DCNet Site Upgrades Include Updated Towers and Instrumentation.

Randy White, Tom Wood, and Dominick Christensen (ATDD) traveled to Washington DC where they were met by Paul Kelley, Xinrong Ren, Phil Stratton, and Winston Luke (ASMD) to upgrade the DCNet measurement site atop the Herbert C. Hoover Building (HCHB), home to the Commerce Department Headquarters.

The site consists of two 10-m towers on the north and south end of the building’s roof for measurements of meteorological and turbulence parameters, as well as a HALO Photonics wind lidar system deployed by ESRL’s Chemical Sciences Laboratory (CSL) with a 2-km vertical range for wind profile measurements.

The 20-year old aluminum towers were replaced with new, non-tapered triangular towers; all of the meteorological instrumentation (3-D sonic anemometers, T, RH, solar radiation, and propeller-driven wind vanes) were replaced with new equipment; TB4 tipping-bucket rain gauges were added to each tower; and the obsolete 3G communications modems were upgraded to 4G technology. Security restrictions at the building restrict access to the rooftop installation, limiting site maintenance operations. Upgrades to the site will be completed in March 2023.

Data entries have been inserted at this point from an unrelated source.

PR #2771, opened 2025-09-12
Service instance is now standalone entity #2880

### LINKED ISSUE #2880: Decide if `service` and `service.instance` are different entities
Right now, we have two stabilized "resource"s in semantic conventions.

- `service` - includes `service.name`, `service.namespace`, etc.
- `telemetry.sdk`

However the `service.instance.id` field is NOT stable, but marked as required and an identifying field.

ARL team members assemble the tower atop the Department of Commerce HCHB rooftop
Tower installation and new meteorological instrumentation and upgraded communications technology to ensure consistent and reliable data access.

USA Today Fact Check

Howard Diamond provided feedback to a USA Today reporter for this media item: Fact check: Carbon dioxide has an effect on the climate, contrary to post. Dr. Diamond wrote that “We have clear empirical evidence of CO2’s ability to restrict outgoing long-wave radiation – e.g., heat – from escaping from the surface of the planet back to space.”